— WHAT YOU SHOULD DO —
Please give the data again in full, exactly as it reads.

— SOURCE MATERIAL —
==*==

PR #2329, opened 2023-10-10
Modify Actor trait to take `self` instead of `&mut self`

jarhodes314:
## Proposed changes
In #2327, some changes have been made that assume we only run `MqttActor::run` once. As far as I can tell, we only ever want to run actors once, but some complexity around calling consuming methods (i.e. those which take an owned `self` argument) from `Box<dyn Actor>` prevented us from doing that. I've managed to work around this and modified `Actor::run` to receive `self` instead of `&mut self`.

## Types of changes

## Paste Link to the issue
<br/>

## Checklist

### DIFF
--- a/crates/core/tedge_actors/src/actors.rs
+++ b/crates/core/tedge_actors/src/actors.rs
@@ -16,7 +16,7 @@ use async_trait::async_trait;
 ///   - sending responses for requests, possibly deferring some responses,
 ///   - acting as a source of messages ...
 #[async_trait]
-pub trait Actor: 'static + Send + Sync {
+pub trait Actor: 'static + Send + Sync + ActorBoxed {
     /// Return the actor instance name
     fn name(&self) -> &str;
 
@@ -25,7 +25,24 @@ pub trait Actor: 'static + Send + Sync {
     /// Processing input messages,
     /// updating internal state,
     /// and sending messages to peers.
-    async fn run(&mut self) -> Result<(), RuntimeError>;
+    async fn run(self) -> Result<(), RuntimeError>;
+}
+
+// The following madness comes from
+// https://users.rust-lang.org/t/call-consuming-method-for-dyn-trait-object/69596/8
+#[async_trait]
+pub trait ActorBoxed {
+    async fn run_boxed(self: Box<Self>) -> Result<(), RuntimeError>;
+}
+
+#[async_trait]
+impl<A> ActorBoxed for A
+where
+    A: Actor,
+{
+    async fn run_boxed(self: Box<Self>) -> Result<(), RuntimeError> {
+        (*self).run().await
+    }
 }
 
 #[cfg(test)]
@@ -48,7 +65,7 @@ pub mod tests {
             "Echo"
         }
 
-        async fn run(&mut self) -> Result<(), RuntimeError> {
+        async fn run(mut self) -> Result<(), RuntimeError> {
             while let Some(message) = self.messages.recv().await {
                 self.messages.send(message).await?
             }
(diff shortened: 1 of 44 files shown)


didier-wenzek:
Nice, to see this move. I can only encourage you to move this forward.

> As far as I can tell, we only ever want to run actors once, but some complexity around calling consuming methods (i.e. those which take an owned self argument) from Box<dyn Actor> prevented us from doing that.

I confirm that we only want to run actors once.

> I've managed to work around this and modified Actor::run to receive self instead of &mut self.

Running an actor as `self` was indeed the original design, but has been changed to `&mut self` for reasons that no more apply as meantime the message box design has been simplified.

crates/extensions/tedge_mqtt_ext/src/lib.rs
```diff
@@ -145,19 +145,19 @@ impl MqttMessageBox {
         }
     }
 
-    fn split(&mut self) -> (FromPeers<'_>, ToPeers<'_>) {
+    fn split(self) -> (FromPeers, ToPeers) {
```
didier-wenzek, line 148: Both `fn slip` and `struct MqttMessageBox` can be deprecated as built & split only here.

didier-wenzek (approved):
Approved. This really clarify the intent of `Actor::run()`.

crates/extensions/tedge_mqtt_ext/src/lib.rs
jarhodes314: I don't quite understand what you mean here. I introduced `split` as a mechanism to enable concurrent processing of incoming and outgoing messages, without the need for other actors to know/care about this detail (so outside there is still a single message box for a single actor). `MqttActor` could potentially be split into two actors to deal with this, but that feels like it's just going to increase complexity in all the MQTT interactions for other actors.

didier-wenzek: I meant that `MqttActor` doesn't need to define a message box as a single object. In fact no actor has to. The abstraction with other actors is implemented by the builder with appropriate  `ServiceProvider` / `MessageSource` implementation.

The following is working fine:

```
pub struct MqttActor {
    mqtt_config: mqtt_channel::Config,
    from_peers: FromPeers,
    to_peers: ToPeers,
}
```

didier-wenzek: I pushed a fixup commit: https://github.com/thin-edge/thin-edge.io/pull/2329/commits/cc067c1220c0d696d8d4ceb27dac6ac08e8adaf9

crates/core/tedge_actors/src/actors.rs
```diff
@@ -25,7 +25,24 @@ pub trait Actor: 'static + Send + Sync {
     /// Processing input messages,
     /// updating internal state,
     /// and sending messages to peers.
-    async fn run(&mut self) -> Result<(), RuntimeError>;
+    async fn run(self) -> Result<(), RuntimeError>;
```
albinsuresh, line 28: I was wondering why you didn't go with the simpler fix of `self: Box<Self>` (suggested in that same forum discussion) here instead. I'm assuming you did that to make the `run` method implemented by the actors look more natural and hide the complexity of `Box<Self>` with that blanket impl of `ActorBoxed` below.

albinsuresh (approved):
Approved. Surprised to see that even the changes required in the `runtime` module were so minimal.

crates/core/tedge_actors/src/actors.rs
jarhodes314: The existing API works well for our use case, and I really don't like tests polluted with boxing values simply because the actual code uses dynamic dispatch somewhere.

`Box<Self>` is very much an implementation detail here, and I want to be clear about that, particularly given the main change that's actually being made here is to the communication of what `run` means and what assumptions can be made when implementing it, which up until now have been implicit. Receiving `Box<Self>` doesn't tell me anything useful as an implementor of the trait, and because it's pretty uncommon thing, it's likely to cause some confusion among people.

==*==

— EXERCISE OUTPUT —
PR #2329, opened 2023-10-10
Modify Actor trait to take `self` instead of `&mut self`

jarhodes314:
## Proposed changes
In #2327, some changes have been made that assume we only run `MqttActor::run` once. As far as I can tell, we only ever want to run actors once, but some complexity around calling consuming methods (i.e. those which take an owned `self` argument) from `Box<dyn Actor>` prevented us from doing that. I've managed to work around this and modified `Actor::run` to receive `self` instead of `&mut self`.

## Types of changes

## Paste Link to the issue
<br/>

## Checklist

### DIFF
--- a/crates/core/tedge_actors/src/actors.rs
+++ b/crates/core/tedge_actors/src/actors.rs
@@ -16,7 +16,7 @@ use async_trait::async_trait;
 ///   - sending responses for requests, possibly deferring some responses,
 ///   - acting as a source of messages ...
 #[async_trait]
-pub trait Actor: 'static + Send + Sync {
+pub trait Actor: 'static + Send + Sync + ActorBoxed {
     /// Return the actor instance name
     fn name(&self) -> &str;
 
@@ -25,7 +25,24 @@ pub trait Actor: 'static + Send + Sync {
     /// Processing input messages,
     /// updating internal state,
     /// and sending messages to peers.
-    async fn run(&mut self) -> Result<(), RuntimeError>;
+    async fn run(self) -> Result<(), RuntimeError>;
+}
+
+// The following madness comes from
+// https://users.rust-lang.org/t/call-consuming-method-for-dyn-trait-object/69596/8
+#[async_trait]
+pub trait ActorBoxed {
+    async fn run_boxed(self: Box<Self>) -> Result<(), RuntimeError>;
+}
+
+#[async_trait]
+impl<A> ActorBoxed for A
+where
+    A: Actor,
+{
+    async fn run_boxed(self: Box<Self>) -> Result<(), RuntimeError> {
+        (*self).run().await
+    }
 }
 
 #[cfg(test)]
@@ -48,7 +65,7 @@ pub mod tests {
             "Echo"
         }
 
-        async fn run(&mut self) -> Result<(), RuntimeError> {
+        async fn run(mut self) -> Result<(), RuntimeError> {
             while let Some(message) = self.messages.recv().await {
                 self.messages.send(message).await?
             }
(diff shortened: 1 of 44 files shown)


didier-wenzek:
Nice, to see this move. I can only encourage you to move this forward.

> As far as I can tell, we only ever want to run actors once, but some complexity around calling consuming methods (i.e. those which take an owned self argument) from Box<dyn Actor> prevented us from doing that.

I confirm that we only want to run actors once.

> I've managed to work around this and modified Actor::run to receive self instead of &mut self.

Running an actor as `self` was indeed the original design, but has been changed to `&mut self` for reasons that no more apply as meantime the message box design has been simplified.

crates/extensions/tedge_mqtt_ext/src/lib.rs
```diff
@@ -145,19 +145,19 @@ impl MqttMessageBox {
         }
     }
 
-    fn split(&mut self) -> (FromPeers<'_>, ToPeers<'_>) {
+    fn split(self) -> (FromPeers, ToPeers) {
```
didier-wenzek, line 148: Both `fn slip` and `struct MqttMessageBox` can be deprecated as built & split only here.

didier-wenzek (approved):
Approved. This really clarify the intent of `Actor::run()`.

crates/extensions/tedge_mqtt_ext/src/lib.rs
jarhodes314: I don't quite understand what you mean here. I introduced `split` as a mechanism to enable concurrent processing of incoming and outgoing messages, without the need for other actors to know/care about this detail (so outside there is still a single message box for a single actor). `MqttActor` could potentially be split into two actors to deal with this, but that feels like it's just going to increase complexity in all the MQTT interactions for other actors.

didier-wenzek: I meant that `MqttActor` doesn't need to define a message box as a single object. In fact no actor has to. The abstraction with other actors is implemented by the builder with appropriate  `ServiceProvider` / `MessageSource` implementation.

The following is working fine:

```
pub struct MqttActor {
    mqtt_config: mqtt_channel::Config,
    from_peers: FromPeers,
    to_peers: ToPeers,
}
```

didier-wenzek: I pushed a fixup commit: https://github.com/thin-edge/thin-edge.io/pull/2329/commits/cc067c1220c0d696d8d4ceb27dac6ac08e8adaf9

crates/core/tedge_actors/src/actors.rs
```diff
@@ -25,7 +25,24 @@ pub trait Actor: 'static + Send + Sync {
     /// Processing input messages,
     /// updating internal state,
     /// and sending messages to peers.
-    async fn run(&mut self) -> Result<(), RuntimeError>;
+    async fn run(self) -> Result<(), RuntimeError>;
```
albinsuresh, line 28: I was wondering why you didn't go with the simpler fix of `self: Box<Self>` (suggested in that same forum discussion) here instead. I'm assuming you did that to make the `run` method implemented by the actors look more natural and hide the complexity of `Box<Self>` with that blanket impl of `ActorBoxed` below.

albinsuresh (approved):
Approved. Surprised to see that even the changes required in the `runtime` module were so minimal.

crates/core/tedge_actors/src/actors.rs
jarhodes314: The existing API works well for our use case, and I really don't like tests polluted with boxing values simply because the actual code uses dynamic dispatch somewhere.

`Box<Self>` is very much an implementation detail here, and I want to be clear about that, particularly given the main change that's actually being made here is to the communication of what `run` means and what assumptions can be made when implementing it, which up until now have been implicit. Receiving `Box<Self>` doesn't tell me anything useful as an implementor of the trait, and because it's pretty uncommon thing, it's likely to cause some confusion among people.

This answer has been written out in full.